Roles in the Data Space

In today's digital age, data is ubiquitous and has become an invaluable asset for businesses and organizations of all sizes. As a result, the demand for individuals with the skills and expertise to manage, analyze, and interpret data has grown exponentially in recent years.

From data analysts to data scientists, the field of data has numerous roles that require different skillsets and knowledge. In this blog, we will explore some of in-demand roles and the skills required.

🧑‍💻 Data Analyst

A data analyst collects, cleans, and interprets data to discover trends and answer business questions. Data Analyst draw business insights from data through complex analysis, mining, and visualization.

Skills required:

  • Technical skills: Excel, SQL, Power BI, Tableau.
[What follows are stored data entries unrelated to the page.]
PR #635, opened 2018-07-31
feat(BarChart): highlight row when mouse is anywhere inside the row

tomru:
When you hovered over the benchmark line other rows have lost their fade state.

The root cause for this is that the selected row is set when you hover over a bar and the benchmark line is not part of the bar.

This PR fixes this by introducing a separate state, when you hover over the over a row, by just setting `selectedIndex`. When you hover over over a bar the `selectedColor` then set.

This made it possible to keep the other rows faded, when you hovered over the benchmark line.

### Before
highlight-row-bug

### After
highlight-row-fix

(Sorry about the grey background artifacts, seems licecap is bugged out by them when recording the gifs)

~~[netlify link](https://5b603b22b13fb10a278ecf2b--youthful-albattani-41ebb2.netlify.com/docs/packages/axiom-charts/bar-chart)~~

[netlify link](https://5b62f443dd28ef3382c20440--youthful-albattani-41ebb2.netlify.com/docs/packages/axiom-charts/bar-chart)

### DIFF
--- a/packages/axiom-charts/src/ChartTable/ChartTable.css
+++ b/packages/axiom-charts/src/ChartTable/ChartTable.css
@@ -66,6 +66,7 @@
   top: 0;
   right: 0;
   bottom: 0;
+  pointer-events: none;
 }
 
 .ax-chart-table__grid-line {
--- a/packages/axiom-charts/src/BarChart/BarChart.js
+++ b/packages/axiom-charts/src/BarChart/BarChart.js
@@ -138,18 +138,38 @@ export default class BarChart extends Component {
     });
   }
 
-  handleMouseEnter(selectedIndex, selectedColor) {
+  handleMouseEnterRow(selectedIndex) {
     this.setState({
-      selectedColor,
       selectedIndex,
     });
   }
 
-  handleMouseLeave() {
+  handleMouseLeaveRow() {
     this.setState(({ isDropdownOpen }) => isDropdownOpen ? {} : ({
-      selectedColor: null,
       selectedIndex: null,
     }));
+  }
+
+  handleMouseEnterBar(selectedIndex, selectedColor) {
+    this.setState({
+      selectedIndex,
+      selectedColor,
+    });
+  }
+
+  handleMouseLeaveBar() {
+    this.setState(({ isDropdownOpen }) => isDropdownOpen ? {} : ({
+      selectedColor: null,
+    }));
+  }
+
+  handleToggleRowVisibility(data, index, hidden) {
+    this.setState({
+      selectedIndex: hidden ? index : null,
+    });
+
+    const { onToggleRowVisibility } = this.props;
+    onToggleRowVisibility && onToggleRowVisibility(data, index);
   }
 
   render() {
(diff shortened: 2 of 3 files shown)


packages/axiom-charts/src/ChartTable/ChartTable.css
```diff
@@ -62,6 +62,7 @@
 }
 
 .ax-chart-table__grid {
+  pointer-events: none;
```
tomru: There was a weird thing happening when you moved the mouse from one row to the next one. The `mousleave` event was triggered before the mouse actually left the row and the `mouseenter` was fired a bit after you enter the row. This cause quite some flickering if you move the mouse fast over the chart rows.

bad

I've poked around quite a bit in the DOM to find what is causing that. Weirdly it seems to be the table grid laying behind the rows that's causing it.

I have no solid explanation for why it happens, but it can be observer in Chrome and Firefox. Setting `pointer-events: none` on the table grid solves the issue:

good

tomru:
Hey @mozzling could you look at this one - @lilybrandwatch reviewed it already. The netlify link shows the benchmark component use case.

Let me know if you would like to have a look at the multi-bar case as well.

Thanks

mozzling:
Hey @tomru - we initially decided against highlighting the whole row (unless when interacting directly with the data point) as we were worried that it would look quite flickery when scrolling down the page or just moving the cursor about. It's so subtle that perhaps it's time for a rethink - I like this so let's go ahead. Just one thing to note - when you hide a row with the eye icon - I think the row's hover bar should also be disabled - otherwise we're highlighting a row with nothing in it.

tomru:
Hiya @mozzling,
thanks for having a look. Very good point about removing the highlight when you hide the row. That's now addressed [here](https://github.com/BrandwatchLtd/axiom/pull/635/commits/b018d744eda53ed47af9e4b8d4cbca512d5e7580#diff-279ce1861c91c7de1797523377744c37R226) and can [be reviewed](https://5b695e59c965923101556e92--youthful-albattani-41ebb2.netlify.com/docs/packages/axiom-charts/bar-chart)

mozzling:
Hey @tomru - Apologies, I noticed one more thing. The hidden row still has some interaction on hover - the label turns bold and the benchmark lines on non-hidden rows also dim. Both of these interactions should be disabled.
aug-07-2018 10-57-43

tomru:
Hey @mozzling,

apologies from my side not catching that - fixed on [here](https://5b697b743813f0030321bafa--youthful-albattani-41ebb2.netlify.com/docs/packages/axiom-charts/bar-chart)

mozzling:
Hey @tomru - I'm still seeing the benchmark bars fading on non-hidden rows when hovering over a hidden row. Can you disable this also?
aug-07-2018 15-10-55

tomru:
stupid me  - sorry for wasting your time @mozzling now both are fixed on [here](https://5b6a9f1f3813f04cba25e8ae--youthful-albattani-41ebb2.netlify.com/docs/packages/axiom-charts/bar-chart/)

@HHogg `selectedIndex` will now never be set for a hidden row, hence we don't need to add the `!hidden` condition in multiple places

mozzling:
Hi @tomru - no problem at all. All good to go.

tomru:
Thanks @lpoulter - addressed now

  • Data storytelling and reporting skills

  • Strong technical skills and creative thinking to solve problems and make real-time decisions.
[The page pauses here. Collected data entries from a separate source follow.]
PR #731, opened 2019-03-25
fix: forces blur when unit option is selected

stefanpearson:
I noticed the blur handler was triggered before the change handler, so any parent components managing the state received blur before changes had occurred.

### DIFF
--- a/packages/axiom-components/src/DurationPicker/DurationPicker.js
+++ b/packages/axiom-components/src/DurationPicker/DurationPicker.js
@@ -1,5 +1,5 @@
 import PropTypes from 'prop-types';
-import React, { Component } from 'react';
+import React, { PureComponent } from 'react';
 import { Duration } from 'luxon';
 import omit from 'lodash.omit';
 import Dropdown from '../Dropdown/Dropdown';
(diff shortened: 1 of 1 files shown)


lpoulter:
Not sure about this doesn't feel right to trigger an onBlur when a value has changed. They way i understand it browsers are inconsistant in the order of onBlur and onChange, have you got an example of what sort bug this fixes?

stefanpearson:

  • Effective verbal and written communication skills

  • Analytical thinking skills


🧑‍💻 Business Intelligence Analyst

Business Intelligence Analysts leverage various data tools to analyze an organization’s data in order to provide insights that can be used improve processes, services, and performance, and to help businesses to make data-driven decisions.

Skills required:

  • Data visualization and reporting skills.
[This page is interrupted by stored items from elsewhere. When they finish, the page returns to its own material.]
PR #736, opened 2019-04-02
feat(Checkbox, RadioButton): change style of selected and active

tomru:
This updates the design of radio and checkboxes.

image

image

### DIFF
--- a/packages/axiom-components/src/Form/ChedioButtox.css
+++ b/packages/axiom-components/src/Form/ChedioButtox.css
@@ -90,14 +90,15 @@
   transition-timing-function: var(--transition-function);
 }
 
-.ax-checkbox__input:focus + .ax-checkbox__indicator,
-.ax-radio__input:focus + .ax-radio__indicator {
-  border-color: rgba(var(--rgb-ui-accent), var(--opacity-input-border--focused));
-}
-
 .ax-checkbox__input:disabled + .ax-checkbox__indicator,
 .ax-radio__input:disabled + .ax-radio__indicator {
   background-color: var(--color-theme-background--disabled);
+}
+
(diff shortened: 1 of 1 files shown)


packages/axiom-components/src/Form/ChedioButtox.css
```diff
@@ -80,6 +94,15 @@
...
     transition-timing-function: var(--transition-function);
   }
+
+  @nest .ax-checkbox__input:checked + & {
+    border-width: 0;
+    background-color: var(--color-ui-accent);
+  }
+  @nest .ax-checkbox__input:checked:focus + & {
+    border-width: var(--component-border-width);
+    background-color: var(--color-ui-white);
```
dpodboj1: Should this also be `--color-ui-white-noise`?

tomru: Good point, will verify with design

tomru:
missed stylelint errors...

packages/axiom-components/src/Form/ChedioButtox.css
lilybrandwatch: I confirm use the color `--color-ui-white-noise`.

  • Experience in BI tools such as Power BI, Tableau etc.

  • Querying and analyzing data with SQL

  • Knowledge in data wrangling and modelling


🧑‍💻 Business Analyst

Business analysts use data to form business insights and maximize a business's effectiveness through data-driven decisions. Business analytics helps business to make confident data-driven decisions informed by real-time insights, forecasts, data analytics, and BI to drive business outcomes.

Skills required:

  • Advanced skills in Microsoft Excel

  • Experience in writing SQL queries and mining databases

  • Data visualizations in Tableau, Power BI or Looker Studio.


🧑‍💻 Data Engineers

Data engineering is the practice of designing and building systems for collecting, storing, and analyzing data at scale.

Data engineers build systems and pipelines that collect, manage, and convert raw data into usable information for data scientists and business analysts to interpret.

Skills required:

  • Experience with big data tools: Hadoop and Spark, etc.

  • Experience with data pipeline and workflow management tools

  • Strong programming language like Java, Python, or Scala

  • Good knowledge of relational databases or NoSQL databases like MongoDB or Cassandra


🧑‍💻 Data Scientist

Data Scientists perform deeper analysis and develop predictive models to solve complex data problems. Data scientists create and implement models for extracting knowledge, which is further analyzed and becomes the basis for forecasting and decision-making.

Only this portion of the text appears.